After the short journey from Victoria Station in London to Canterbury, I found myself sitting in an old fashioned greasy spoon café, eating fish and chips and feeling sorry for myself as the gloomy afternoon half winter light tried its best to break through the clouds.
The elderly lady on the next table next to me was having a loud, one-sided conversation with an embarrassed looking young man. “Bleeding bats! My church is full of ‘em, I can’t look out me bleeding window without one looking back.” It was only when she had finished eating that I realised she didn’t really mean bats at all. Pushing the casual racism out of my mind, I left the steamy café for the Cathedral.
Canterbury Cathedral has stood on this site since late Roman times; it is the place the mycelium of Christianity spread outwards across the British Isles. It’s a beautiful building full of lovely medieval stained glass and really wonderful gothic architecture, impeccably maintained no doubt by the extortionate entrance fee which I had rather begrudgingly paid. The place was thronged, not with pilgrims as might once have been the case in times past, but with tourists.
Like many British Anglican churches, I suspect Canterbury struggles to attract parishioners, let alone pilgrims.
In this it is not unique. I had visited a few of the once great medieval shrines which survive in London, prior to my visit to Canterbury. Attending a service is the only way you can enter these ancient cathedrals and abbeys free of charge, and the entrance fees are often fantastically expensive in these financially constrained times.
I had for instance, on the advice of a friend, contacted a famous London abbey, the burial place of another great saint, to ask if I might visit his shrine – I received no response. Little surprise then, that pilgrims are often thin on the ground.
Thomas Becket isn’t materially present in Canterbury Cathedral anymore (though there is a small modern shrine on the site of his execution). Henry VIII, who made himself head of the English church in the 16th century, had a special aversion towards the cult of Becket. A man who stood up to a king, and in death forced the same king into lengthy and embarrassing atonement … one can see the issue!
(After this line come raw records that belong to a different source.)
PR #7555, opened 2026-01-20
feat(filesys): creation of hierarchyfetching job

evan-onyx:
## Description

see title. ONLY the boilerplate

## How Has This Been Tested?

not yet

## Additional Options

- [x] [Optional] Override Linear Check

---
## Summary by cubic
Adds a scheduled hierarchy fetching job for connectors, including Celery beat, task discovery, queue/locks, and a DB timestamp to track last fetch. The beat checks hourly; fetching runs at most once per day.

- **New Features**
  - Added Celery beat entry: check-for-hierarchy-fetching (hourly, low priority).
  - Enabled task autodiscovery for onyx.background.celery.tasks.hierarchyfetching in primary and heavy apps.
  - Introduced CONNECTOR_HIERARCHY_FETCHING queue and CHECK_HIERARCHY_FETCHING_BEAT_LOCK.
  - Added task constants: CHECK_FOR_HIERARCHY_FETCHING and CONNECTOR_HIERARCHY_FETCHING_TASK.
  - Implemented tasks: check_for_hierarchy_fetching and connector_hierarchy_fetching_task (skeleton) with locking and per-connector scheduling.
  - Added DB helper mark_cc_pair_as_hierarchy_fetched to set last_time_hierarchy_fetch.

<sup>Written for commit 24de804e0ebe795aa66dabb543453228e07c4729. Summary will update on new commits.</sup>

PR #12964, opened 2026-07-13
fix(celery): model-server request timeouts + wire the orphaned hierarchy queue

justin-tahara:
## Description

Three fixes from a production incident investigation (customer indexing stalled for hours after a routine upgrade):

**1. Timeouts on the model-server `requests.post` calls** (embed / rerank / intent — `search_nlp_models.py`). These had none, so a model-server pod restarting mid-request left the calling worker thread blocked **forever** inside `requests.post` — silently: no exception, no log line. During an upgrade this wedged every docprocessing thread for 2.5h+ until the workers were manually restarted (same no-timeout-blocking-call class as the `document_filter` hang fixed in #12333). New `MODEL_SERVER_CONNECT_TIMEOUT` (30s) / `MODEL_SERVER_READ_TIMEOUT` (600s — generous because CPU embedding of large batches legitimately takes minutes). The existing passage-retry wrapper already retries `RequestException`, so a timeout becomes 3 bounded retries then a visible, redeliverable task failure instead of an invisible wedge.

**2. `connector_hierarchy_fetching` finally gets a consumer.** The hierarchyfetching job (#7555) shipped a producer + task implementation, but **no deployment mode ever subscribed a worker to the queue** — not the helm chart, not supervisord. #9381 later limited the producer (currently to zero, since no connector implements `HierarchyConnector` yet), but long-lived brokers still hold fossilized backlogs: one production deployment had **67,940 unconsumed tasks (71MB)** accumulated over months. The heavy worker already registers these tasks (`apps/heavy.py` imports the module) — this adds the queue to its `-Q` in both the chart and supervisord, so legacy backlogs drain safely (the task no-ops on non-hierarchy connectors) and the wiring exists when implementers land.

**3. `expires=BEAT_EXPIRES_DEFAULT` on the hierarchy fan-out `send_task`** (was unset, violating the repo's always-expire rule — this is exactly what let the backlog grow unbounded; the hourly check re-enqueues anything still due).

## How Has This Been Tested?

- Root cause verified live on the affected deployment: threads pinned in `requests.post` across a model-server pod roll; worker restart cleared it; queue contents inspected to confirm the 67.9k orphaned hierarchy tasks (headers show `expires: None`, producer `check_for_hierarchy_fetching`).
- `pre-commit` clean on all touched files (ruff/ty/lazy-imports/env-drift-baseline).
- Grepped all three deployment modes (helm templates, supervisord, compose) to confirm no other worker consumes the queue and heavy is the registering app.

## Additional Options

---
## Summary by cubic
Prevent worker wedges during indexing by adding timeouts to model-server calls, bounding the cross-batch DB lock, and wiring the orphaned hierarchy queue so backlogs drain. Ships via Helm chart `0.6.12`.

- **Bug Fixes**
  - Add connect/read timeouts to model-server `requests.post` (embed/rerank/intent): `MODEL_SERVER_CONNECT_TIMEOUT`=30s, `MODEL_SERVER_READ_TIMEOUT`=600s; timeouts become retriable failures.
  - Bound cross-batch DB lock acquire to 300s; on timeout, fail fast so the task retries against a fresh lock (prevents fleet-wide stalls on fossil locks).
  - Subscribe the heavy worker to `connector_hierarchy_fetching` in Helm and `supervisord` so legacy backlogs drain.
  - Set `expires=BEAT_EXPIRES_DEFAULT` on hierarchy fan-out tasks to enforce expiry and prevent buildup.

- **Dependencies**
  - Bump Helm chart to `0.6.12` to include the heavy worker `-Q` update.

<sup>Written for commit dfbda8219950d52372e839c3e0a6c4c74e793bce. Summary will update on new commits.</sup>

<a href="https://cubic.dev/pr/onyx-dot-app/onyx/pull/12964?utm_source=github" target="_blank" rel="noopener noreferrer" data-no-image-dialog="true"><picture><source media="(prefers-color-scheme: dark)" srcset="https://www.cubic.dev/buttons/review-in-cubic-dark.svg"><source media="(prefers-color-scheme: light)" srcset="https://www.cubic.dev/buttons/review-in-cubic-light.svg">Review in cubic</picture></a>


justin-tahara:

Early in the English Reformation, and on the king’s direct orders, his shrine was quickly dismantled, its treasures loaded onto carts and taken away to enrich Henry’s treasury. John Butler’s excellent The Quest for Becket’s Bones: Mystery of the relics of St Thomas of Canterbury debates the probable outcome of his earthly remains.
I had to travel the short distance (just opposite the cathedral, to be precise), to the modest Victorian Catholic church of St Thomas of Canterbury to be in the actual presence of a relic of his.
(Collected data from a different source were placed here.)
PR #12966, opened 2026-07-13
fix(scim): return 409 not 500 on concurrent duplicate user create

justin-tahara:
## Description

Concurrent SCIM `POST /Users` requests for the **same email** (e.g. an IdP batch/retry sending the create twice near-simultaneously) can race on the case-sensitive `email` primary key. The create path already guards `add_user` with `except IntegrityError -> 409`, but the duplicate INSERT can be **deferred past `add_user` and surface via autoflush** inside the default-group query in `assign_user_to_default_groups__no_commit`.

At that point the broad `except Exception` in `_assign_default_groups_or_error` catches the `IntegrityError`, rolls back, **logs a full error-level traceback**, and returns a misleading **500 "Failed to assign user to default group"** — instead of the clean **409 "already exists"** the create path returns for the same race elsewhere.

This was observed in production: an IdP re-provisioning the same user produced repeated 500s + noisy `IntegrityError` tracebacks (`duplicate key value violates unique constraint "ix_user_email"`) originating from the group-assignment autoflush.

**Fix:** catch `IntegrityError` distinctly in `_assign_default_groups_or_error` and return a quiet 409. Genuine assignment failures (e.g. missing seeded default group -> `RuntimeError`) still return 500 with the traceback.

## How Has This Been Tested?

- New unit test `test_assign_default_groups_integrity_error_returns_409`: when `assign_user_to_default_groups__no_commit` raises `IntegrityError`, `create_user` returns 409, rolls back, and does not commit.
- Existing `test_promotion_default_group_failure_returns_500` (missing default group -> 500) still passes, confirming non-race errors are unaffected.
- Full SCIM user-endpoint unit suite: 73 passed.

## Additional Options

---
## Summary by cubic
Return 409 Conflict instead of 500 when concurrent SCIM `POST /Users` requests create a duplicate user during default-group assignment, matching the create path and avoiding noisy tracebacks.

- **Bug Fixes**
  - Catch `IntegrityError` in `_assign_default_groups_or_error` and return 409 only for `ix_user_email` unique violations using `is_unique_violation`.
  - Keep 500 for other failures (e.g., missing default group or non-email integrity errors) with full traceback.
  - Add `test_assign_default_groups_email_integrity_error_returns_409` and `test_assign_default_groups_other_integrity_error_returns_500`; existing 500 path test still passes.

<sup>Written for commit 3de1b26bd1f8366cadd49ccc4fb44a21e04e30bd. Summary will update on new commits.</sup>

<a href="https://cubic.dev/pr/onyx-dot-app/onyx/pull/12966?utm_source=github" target="_blank" rel="noopener noreferrer" data-no-image-dialog="true"><picture><source media="(prefers-color-scheme: dark)" srcset="https://www.cubic.dev/buttons/review-in-cubic-dark.svg"><source media="(prefers-color-scheme: light)" srcset="https://www.cubic.dev/buttons/review-in-cubic-light.svg">Review in cubic</picture></a>

### DIFF
--- a/backend/ee/onyx/server/scim/api.py
+++ b/backend/ee/onyx/server/scim/api.py
@@ -252,6 +252,17 @@ def _assign_default_groups_or_error(
     """
     try:
         assign_user_to_default_groups__no_commit(db_session, user, is_admin=is_admin)
+    except IntegrityError:
+        # A concurrent SCIM provisioning request (e.g. an IdP batch retry) already
+        # created this user; the duplicate INSERT is deferred and surfaces here via
+        # autoflush rather than at ``add_user``. This is an expected provisioning
+        # race, not a server error — surface a clean 409 like the create path does.
+        dal.rollback()
+        logger.info(
+            "SCIM user %s already exists (concurrent provisioning); returning 409",
+            email,
+        )
+        return _scim_error_response(409, f"User with email {email} already exists")
     except Exception:
         dal.rollback()
         logger.exception("Failed to assign SCIM user %s to default groups", email)
--- a/backend/ee/onyx/server/scim/api.py
+++ b/backend/ee/onyx/server/scim/api.py
@@ -65,6 +65,7 @@ from onyx.db.models import UserRole
 from onyx.db.permissions import recompute_permissions_for_group__no_commit
 from onyx.db.permissions import recompute_user_permissions__no_commit
 from onyx.db.users import assign_user_to_default_groups__no_commit
+from onyx.db.utils import is_unique_violation
 from onyx.utils.logger import setup_logger
 from shared_configs.contextvars import get_current_tenant_id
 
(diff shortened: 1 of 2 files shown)


nmgarza5 (approved):

justin-tahara:
Thanks — addressed in 3de1b26:

- **Narrowed the 409 branch** (cubic P2): now catch `Exception`, and only return 409 when `is_unique_violation(e, "ix_user_email")` is true (reusing the existing `onyx.db.utils` helper). Every other failure — `RuntimeError` (missing default group) *and* any non-email integrity error (FK/other constraint) — stays on the structured 500 path, so real backend faults aren't masked as "already exists".
- **Docstring** (greptile P2): rewritten to describe both failure modes (409 email-race vs 500 everything-else).
- Added regression test `test_assign_default_groups_other_integrity_error_returns_500` for the non-email case; renamed the 409 test to `...email_integrity_error...`. Full SCIM suite: 75 passed.

evan-onyx (approved):

PR #12971, opened 2026-07-13
fix(billing): invalidate billing cache on control-plane tier push

nmgarza5:
## Description

**Bug:** on Onyx Cloud a tenant that converts trial→paid keeps trial usage caps for up to 24h. API-key calls get `RATE_LIMITED: API access is not available on trial accounts` and indexing keeps the trial chunk cap, even though billing already shows paid. A cloud tenant hit the API-access case live on 08-18.

**Cause:** the usage-limit gate reads a Redis billing cache (`cached_is_tenant_on_trial`) with a 24h TTL. The control-plane `/tenants/tier-update` push only refreshed the tier cache. It never invalidated the billing cache, so the stale `trialing` status kept enforcing trial caps until the TTL expired.

**Fix:**
- The `/tenants/tier-update` receiver drops the billing cache after a successful tier write. It reports `updated=False` when the drop fails, so the control plane does not treat a still-stale cache as refreshed. A retry is safe because the tier write is an idempotent Redis SET.
- `invalidate_billing_cache` returns `bool` to support that reporting.
- `BILLING_CACHE_TTL_SECONDS` default 24h → 1h as the backstop for a missed push.

The control plane already pushes on every tier, trial_end, or status change, including trial→active (onyx-dot-app/danswer-control-plane#185). This PR makes the data plane honor that push. Invalidation lives in the endpoint, not `update_tenant_tier`, so the data-plane lazy tier-cache refresh does not over-fire it.

An earlier version of this branch also plumbed `subscribed` through tier resolution. That part is dropped. #14046 removes the trial tier promotion entirely and owns that surface.

## How Has This Been Tested?

Unit tests. `TestUpdateTier` covers the endpoint wiring (proven failing before the fix). The billing-cache tests now assert the `bool` return contract.

## Additional Options

### DIFF
--- a/backend/ee/onyx/server/billing/api.py
+++ b/backend/ee/onyx/server/billing/api.py
@@ -264,8 +264,8 @@ def invalidate_billing_info_cache() -> None:
     """Drop the cached billing entries once the subscription is known to have moved.
 
     Best-effort. Busts the 5-min admin /billing-information entry, plus (cloud
-    only) the 24h per-tenant trial-status entry the indexing path reads via
-    ``cached_is_tenant_on_trial`` — without this a trial→paid conversion keeps
+    only) the per-tenant trial-status entry that usage limits read via
+    ``cached_is_tenant_on_trial``. Without this a trial→paid conversion keeps
     usage limits on stale trial status for up to a full TTL.
     """
     redis_client = _billing_cache_client()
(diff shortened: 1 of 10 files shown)


nmgarza5:
@greptile

nmgarza5:
@greptile

nmgarza5:
@greptile

justin-tahara (approved):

Becket isn’t alone here; appropriately he shares the space with a relic of St Oscar Romero, a Salvadoran Bishop martyred for speaking out against his country’s ruling elite in 1980 and attempting to prevent the persecution of his fellow Catholics and other abuses of human rights.
Like Becket his outspokenness threatened the status quo and he too was silenced. I sat alone in the quiet church and prayed, meditating on the lives of both these men of conscience, whose murders nearly 800 years apart still resonate so strongly today.
As I left Canterbury to return to London, the night was drawing in quickly and the wind and rain had started to get into their stride. I climbed an ancient Roman burial mound to take a final look over the twilight city towards the floodlit Cathedral.
As I clung to the railings, I thought about the battles which still need fighting: our world is still an unequal one and the State seems to be increasingly at odds with the wishes of the people, if not in policy then in personal morality.
I wonder if the days of people standing up to be counted are over or if someone waits patiently in the wings to rise up and challenge the absurdities of our current political situation. Only time will tell.